Most discussions of the war in Ukraine understandably focus on military questions: how many air defense systems does Ukraine have? How many troops can both sides mobilize? How is the defense production industry keeping up with demand? These are all important questions, but they all relate to the question of how to fight. Cultural heritage sites, like those attacked on 10 October 2022, are part of the answer as to why Ukraine fights on. This incident was not merely an attack on some landmarks that can be rebuilt and restored, it occurred in the context of what appears to be a broader campaign by Russian President Putin seeking to destroy the Ukrainian nation both physically and psychologically; the outcome of years of anti-Ukrainian rhetoric from high-ranking Russian officials. This assessment is supported by several reputable international organizations. The PACE's Culture Committee has condemned “the systematic erasure of Ukrainian cultural identity by the Russian Federation ... the denial of Ukrainian cultural identity, including ... destruction of cultural heritage sites.” Amnesty International likewise argued that “'Russia has systematically sought to eradicate Ukrainian and Crimean Tatar identities' …” The US mission at the OSCE has also stated that “... Russia is trying to undermine the very notion of Ukrainian statehood, of the Ukrainian language, and in effect, of Ukrainians as having their own separate identity”.
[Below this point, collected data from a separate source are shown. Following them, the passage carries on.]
PR #1807, opened 2019-09-18
trim stdout lines to less than 80 characters

christian-rauch:
The stdout output from `rosbag play` (.e.g. ` [RUNNING]  Bag Time: 1555604159.419860   Duration: 2.043711 / 81.562797`) is typically longer than 80 characters since it adds unnecessary whitespace at the end. For standard sized terminals widths (80 characters), this leads to a new line for every printout and thus spams the terminal.

This PR simply removes the padded whitespace and should fix the issue (unless you have log files that are longer than 99999 seconds).

### DIFF
--- a/tools/rosbag/src/player.cpp
+++ b/tools/rosbag/src/player.cpp
@@ -40,6 +40,8 @@
   #include <sys/select.h>
 #endif
 
+#include <sys/ioctl.h>
+
 #include <boost/format.hpp>
 
 #include "rosgraph_msgs/Clock.h"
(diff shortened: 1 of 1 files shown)


tools/rosbag/src/player.cpp
```diff
@@ -385,16 +385,16 @@ void Player::printTime()
 
         if (paused_)
         {
-            printf("\r [PAUSED ]  Bag Time: %13.6f   Duration: %.6f / %.6f               \r", time_publisher_.getTime().toSec(), d.toSec(), bag_length_.toSec());
+            printf("\r [PAUSED ]  Bag Time: %13.6f   Duration: %.6f / %.6f", time_publisher_.getTime().toSec(), d.toSec(), bag_length_.toSec());
```
dirk-thomas: The diff removes the trailing `\r` which it shouldn't. Same below.

dirk-thomas (commented):
Some trailing spaces are necessary to ensure that a previous line which might have been longer is being cleared and doesn't leave the last character around. I would assume the current patch breaks that behavior.

tools/rosbag/src/player.cpp
christian-rauch: I removed the second carriage return (`\r`) in order for the active carriage to be placed after the text and not at the beginning.

christian-rauch:
> Some trailing spaces are necessary to ensure that a previous line which might have been longer is being cleared and doesn't leave the last character around. I would assume the current patch breaks that behavior.

Isn't this the case with the current state too? At the moment, a constant number of spaces are appended to the end of the text. If the previous text is longer than the new text + spaces, you will have the same issue.

I think the core problem is, that the amount of spaces added is fixed and arbitrary chosen. If you properly want to clear that line, you would need to determine the width of the terminal. But this might involve adding a dependency on `ncurses` or similar.

dirk-thomas:
> Isn't this the case with the current state too?

No, it is not because the fixed amount of trailing spaces is long enough to cover the variability of the non-empty message length.

> If you properly want to clear that line, you would need to determine the width of the terminal.

No, you don't need to know the terminal width. The only information you need is the previous message length and if the new message length is shorter then pad it with delta spaces.

christian-rauch:
I am not sure what you mean with
>long enough to cover the variability of the non-empty message length

since the previous message that was printed on the terminal can have an arbitrary length.
If you really just want to clear the previous message, you either (A) need to determine its length or (B) enforce a maximum length of messages, e.g. 80, and clear this amount of characters before writing again.

In any case, the current implementation writes more than 80 characters, which is the default terminal width on most systems. It would be useful to restrict the number of characters written per line to the terminal width.

What do you suggest to prevent writing behind the width of the terminal?

christian-rauch:
@dirk-thomas What do you have in mind to prevent writing more than 80 characters?

dirk-thomas:
> > long enough to cover the variability of the non-empty message length

> since the previous message that was printed on the terminal can have an arbitrary length.

The printed lines in question can't have an arbitrary length. There are no unbounded strings in the formatted string. Number are formatted with a specific number of decimals. So you kind of know the upper boundary.

> What do you suggest to prevent writing behind the width of the terminal?

It would be possible to reduce the line length, e.g. by abbreviating some parts (I guess the numbers shouldn't be shortened).

christian-rauch:
Well, I am now clearing the previous line explicitly by printing empty characters over the width of the terminal. I still see some glitches for the very first printed line, e.g. it says `[DELAYED]` instead of `[RUNNING]` but it does not flood the terminal anymore.

dirk-thomas:
As mentioned above I would rather not introduce logic which detects the width of the terminal. Simply because it is not strictly required.

The current patch is probably not working on e.g. Windows.

christian-rauch:
> As mentioned above I would rather not introduce logic which detects the width of the terminal. Simply because it is not strictly required.

I think we either need logic to determine the previously written line length and the newly to-be-written line length, or logic for determining the width of the terminal to prevent writing beyond the terminal.

I find the latter option less complex. The former option requires to write into buffers first and compare buffer sizes.

> The current patch is probably not working on e.g. Windows.

True. I did not have the Windows case in mind. There is probably a way to achieve the same on Windows. Would you accept the "terminal-width" solution if I provide the ifdef for Windows?

dirk-thomas:
> I find the latter option less complex. The former option requires to write into buffers first and compare buffer sizes.

I come to the opposite conclusion. I think remembering the previous line length is much easier to achieve and requires much less extra logic (which would need to be tested and verified in many different scenarios, Linux, Windows, interactive terminal, non-interactive, ...).

dirk-thomas:

PR #1809, opened 2019-09-19
add platform check for roslaunch --args code path

kejxu:
changes in this pull request:

* since `roslaunch --args` prints out commands that contain environment configuration, use `cmd /c` to execute the command in a separate cmd windows for isolated environment configuration
* use `set someenv=somevalue&& command` for Windows cmd

PR #1810, opened 2019-09-20
wrap env prefix with double quotes

kejxu:
adding double quotes will support environment variables that contain space; meantime, it does not affect environment variables that does not contain space.

test case (not ROS-specific):
this will fail, `value: command not found`
```bash
someenv=somevalue someenv2=some value python -c "import os;print os.environ['someenv'];print os.environ['someenv2']"
```

this would work:
```bash
someenv="somevalue" someenv2="some value" python -c "import os;print os.environ['someenv'];print os.environ['someenv2']"
```


dirk-thomas:
Thanks for the patch.

dirk-thomas:
@kejxu With #1809 merged this needs to be rebased to resolve the conflicts.

kejxu:
> @kejxu With #1809 merged this needs to be rebased to resolve the conflicts.

merged `master` into feature branch (instead of rebasing) for quick resolution =)

tools/roslaunch/src/roslaunch/node_args.py
```diff
@@ -198,9 +198,9 @@ def get_node_args(node_name, roslaunch_files):
         return ["set %s=%s&&"%(k, v) for k, v in env.items()] + args
     else:
         # sys.platform.startswith('linux')
-        # join environment vars are bash prefix args
-        return ["%s=%s"%(k, v) for k, v in env.items()] + args
-    
+        # join environment vars are bash prefix args, wrap with double quotes for variables that contains space
+        return [r'%s="%s"'%(k, v) for k, v in env.items()] + args
```
dirk-thomas: Why is the r-prefix used here?

kejxu: remove unnecessary r-prefix

dirk-thomas:
Thanks for the patch.

PR #1813, opened 2019-09-24
Wrap file names in quotes so they can be click selected in terminal

lucasw:
It's convenient to double click on the printed rosbag name to copy it and use as a parameter elsewhere, but the period will get included in the click (at least in Ubuntu 18.04 + gnome terminal).
Alternatively could eliminate the periods in all but one of the cases above.


dirk-thomas:
The extra space before the period is pretty awkward / non-standard. How about wrapping the path in single quotes instead?

lucasw:
Changed to quotes.

dirk-thomas:
Thanks for the patch.

PR #1816, opened 2019-09-26
[Windows][melodic-devel] workaround WSAPoll doesn't report failed connections.

### LINKED ISSUE #151: ros::master::check() hanging
**Describe the bug**
I tried to use ros::master::check() to see if roscore is ready. But it kept hanging in this function .

**To Reproduce**
I simply ran the program quoted in https://answers.ros.org/question/236678/check-master-ros-node-is-started-c/. If I didn't start roscore at the beginning and ran it, the program never output the "waiting..." line or anything. The program got hanging forever. If I started roscore before, it would output "master started!" as expected. 

**Environment information:**
Standard installation and catkin_make followed ROSonWindows page.

seanyen:
This fixes https://github.com/ms-iot/ROSOnWindows/issues/151

The original problem manifests as `ros::master::check()` never return back when the `master` is not running. It turns out that it is waiting for [`WSAPoll`](https://docs.microsoft.com/en-us/windows/win32/api/winsock2/nf-winsock2-wsapoll) to be returned, which is at this below line:

https://github.com/ros/ros_comm/blob/d487d5877049d61fe2ebcc6487e9a7a72d9f0346/utilities/xmlrpcpp/src/XmlRpcDispatch.cpp#L125

However, for a non-blocking socket which has a failed connection, `WSAPoll` exhibits a behavior which is not to signal this error for the caller, and with the infinite timeout, it just waits forever. There are many [discussions](https://www.bing.com/search?q=%22Windows+8+Bugs+309411+%E2%80%93+WSAPoll+does+not+report+failed+connections%22) about this behavior.

To workaround this issue, I am proposing for Windows platform adding a connection readiness pre-checks for writable sockets, which can be done by calling [`select`](https://docs.microsoft.com/en-us/windows/win32/api/winsock2/nf-winsock2-select) and it will come back with a result immediately whether it is an `connection-error` socket or `writable-ready` socket. After we have the result, we can decide to error out or go ahead with the original `WSAPoll` to finish its job.

### DIFF
--- a/utilities/xmlrpcpp/src/XmlRpcDispatch.cpp
+++ b/utilities/xmlrpcpp/src/XmlRpcDispatch.cpp
@@ -14,6 +14,7 @@
 static int poll( struct pollfd *pfd, int nfds, int timeout)
 {
   // workaround: "Windows 8 Bugs 309411 – WSAPoll does not report failed connections"
+  // https://curl.haxx.se/mail/lib-2012-10/0038.html
   // the following logic is to use select() to check all writable socket connnection status.
   // if all the sockets to be checked are not connected, it reports SOCKET_ERROR to
   // error out, instead of going to WSAPoll() which causes infinitely wait situation.
--- a/utilities/xmlrpcpp/src/XmlRpcDispatch.cpp
+++ b/utilities/xmlrpcpp/src/XmlRpcDispatch.cpp
@@ -11,9 +11,56 @@
 
 #if defined(_WINDOWS)
 # include <winsock2.h>
-static inline int poll( struct pollfd *pfd, int nfds, int timeout)
+static int poll( struct pollfd *pfd, int nfds, int timeout)
 {
-  return WSAPoll(pfd, nfds, timeout);
+  // workaround: "Windows 8 Bugs 309411 – WSAPoll does not report failed connections"
+  // the following logic is to use select() to check all writable socket connnection status.
+  // if all the sockets to be checked are not connected, it reports SOCKET_ERROR to
+  // error out, instead of going to WSAPoll() which causes infinitely wait situation.
+  FD_SET writable;
+  FD_SET error;
+  FD_ZERO(&writable);
+  FD_ZERO(&error);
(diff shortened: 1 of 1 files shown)


seanyen:
@mikepurvis This is ready for review and merge. Thanks!

utilities/xmlrpcpp/src/XmlRpcDispatch.cpp
```diff
@@ -11,9 +11,57 @@
...
+    // error out if all sockets are failed to connect.
+    return SOCKET_ERROR;
+  }
+  else
+  {
+    return WSAPoll(pfd, nfds, timeout);
+  }
 }
 
 # define USE_FTIME
```
mikepurvis, line 67: I know it's not directly related here, but in the process of reviewing this, I noticed some if/endif mismatching going on. The `#endif` at the bottom of the file is labeled for `USE_FTIME` but I believe actually corresponds to `WINDOWS`.

@seanyen Do you mind looking into this and correcting the comments if applicable?

seanyen: By checking the [commit history](https://github.com/ros/ros_comm/commit/79bfbe8f05fcf73840c88b14b6f80ee48c5a78b9), it seems to me that `USE_FTIME` was first introduced because `Windows` doesn't have `gettimeofday` so it ended up with diverged implementations. However, two years ago, a [PR](https://github.com/ros/ros_comm/pull/1249) was merged and now non-Windows implementation is in favor of `ros::ros_steadytime`.

I would say perhaps we should see if there is any opportunity to converge the implementations now, since `ros::ros_steadytime` is a portable thing and theoretically it should behave the same across the platforms.

@mikepurvis, what do you think?

dirk-thomas: Since this is orthogonal please follow up on this separately form this PR.

dirk-thomas:
Thanks for the patch.

PR #1820, opened 2019-10-01
[windows][melodic] use c++11 std::snprintf

seanyen:
This pull request is in favor of `C++11` `std::snprintf` usage and to remove MSVC specific CRT functions [`_snprintf_s`](https://docs.microsoft.com/en-us/cpp/c-runtime-library/reference/snprintf-s-snprintf-s-l-snwprintf-s-snwprintf-s-l?view=vs-2019).

This change is motivated by a name conflicts against `Boost`. Beginning from `Boost v1.69`, a new addition [`system_category_win32.hpp`](https://github.com/boostorg/system/blob/develop/include/boost/system/detail/system_category_win32.hpp) is added to `Boost.System`, and in this header, [it](https://github.com/boostorg/system/blob/3a4fff686e81320d346304b978f866c4136bd863/include/boost/system/detail/system_category_win32.hpp#L52) refers to `std::snprintf` in a code path. And because `snprintf` has been redefined as `_snprintf_s` in many places in `ros_comm`, it subsequently replaces `std::snprintf` with `std::_snprintf_s` and results in compiler errors.

### DIFF
--- a/clients/roscpp/src/libros/file_log.cpp
+++ b/clients/roscpp/src/libros/file_log.cpp
@@ -34,14 +34,6 @@
 
 #include <boost/filesystem.hpp>
 
-#ifdef _MSC_VER
-  #ifdef snprintf
-    #undef snprintf
-  #endif
-  #define snprintf _snprintf_s
-#endif
-
-
 namespace fs = boost::filesystem;
 
 namespace ros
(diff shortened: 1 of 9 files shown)


seanyen:
@mikepurvis This is ready for review too. The change basically is in favor of standard C++11 over MSVC specific APIs.

mikepurvis:
Great, thanks! I'm assuming that since ROS 1 on Windows is all officially still at an experimental stage, there's minimal commitment to supporting older MSVCs where this might not work?

Issue #111, opened 2013-01-09
rospy: rospy.Publisher.unregister does not work  (ros ticket #3900)


tfoote:
Testing on latest fuerte. When Publisher.unregister() is called, the following error starts popping up periodically (from another thread):

{{{
[WARN] [WallTime: 1332168660.580924] Could not process inbound connection: ...
}}}

This makes it difficult to change the publisher of the same topic...

trac data:
- Owner: **kwc**
- Reporter: **rdiankov**
- Reported at: **Mon Mar 19 07:54:54 2012**
- URL: https://code.ros.org/trac/ros/ticket/3900

tfoote:
[kwc] in r16546 I change the logger level to an internal logger that should be less noisy.  The actual error message appears to be edited in your ticket, but my guess is that this is usually caused by a subscriber continuing to attempt to connect to a publisher (with stale registration information).

in r16547 I changed a potential stale reconnection logic that could cause the above.

tfoote:
[rdiankov] i'm not sure if it is normal to have that message, but even after putting in changes r16547, the message still pops up.

What i'm doing is unregistering the goal/cancel publishers of an actionlib ActionClient.

tfoote:
[kwc] per comment, you need r16546

tfoote:
[rdiankov] right, that only changes whether the messages shows on the screen or not. from your response, i thought these stale connections shouldn't be happening at all, but if they are a normal part of the operation then i have no complaints.

tfoote:
[kwc] From the perspective of the publisher, the message is an expected race condition, which is why the patch mostly addresses visibility.  The other patch addresses one possible way in which the message could be raised, but there are others as well

If it happens periodically, then it means something, then something is happening on the subscriber side.  There's not enough information in this ticket to debug that side of the issue, so I am marking 'fixed'.  If you wish to open another ticket with something that can reproduce this, happy to look into it more.

tfoote:
[rdiankov] i'm attaching example scripts that reproduces the stale connections.  To run it do:

{{{
roscore
python fibonacci_server.py
python testclient2.py
}}}

The stale connection junk should be printed on the client side:

{{{
[...]

PR #1933, opened 2020-04-15
Avoid warning messages when a publisher unregisters

lucasw:
This doesn't fix the underlying problem of unregister from #111, just hides it.

I assume that unregistering a publisher works sufficiently well that it is safe to do (and re-registering and unregistering any amount of times), that the only downside to unregistering beyond the warning message is the lingering memory and processing overhead that leads to the warning message- clearly state is not returned to the same as where the publisher never existed in the first place.

Maybe some additional logic could be introduced that could distinguish between a 'real' TransportInitError (caused by network issues?) and the unregister case?  The `if not rospy.core.is_shutdown_requested():` line  (https://github.com/ros/ros_comm/blob/melodic-devel/clients/rospy/src/rospy/impl/tcpros_base.py#L342-L347) is already handling node shutdown differently, maybe something else could happen if unregistration can be detected.


dirk-thomas:

dirk-thomas:
> Maybe some additional logic could be introduced that could distinguish between a 'real' TransportInitError (caused by network issues?) and the unregister case?

Without that separation I don't think it is a good idea to demote the message from `warning` to `debug`.

dirk-thomas:
@lucasw This seems to need a rebase / resolve conflicts to be mergable and not show unrelated commits.

dirk-thomas:
I will go ahead and close this for now due to no further responses. Please feel free to comment on the closed ticket once the feedback has been addressed and the ticket can be reopened.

While physical destruction is an inevitable component of any armed conflict, if this attack was indeed part of an intentional campaign Russia’s targeting of cultural heritage sites and Ukrainian culture and identity more broadly would go well beyond the action needed to achieve military goals. Given that context, attacks on Ukrainian heritage and culture may be key to understanding why Putin chose to start this war and what his objectives are.
This investigation was undertaken by Mnemonic’s Ukrainian Archive, an international
NGO that preserves, analyses, and memorializes open source documentation of the
international human rights and humanitarian laws violations to support accountability,
advocacy, and transitional justice, in cooperation with hromadske.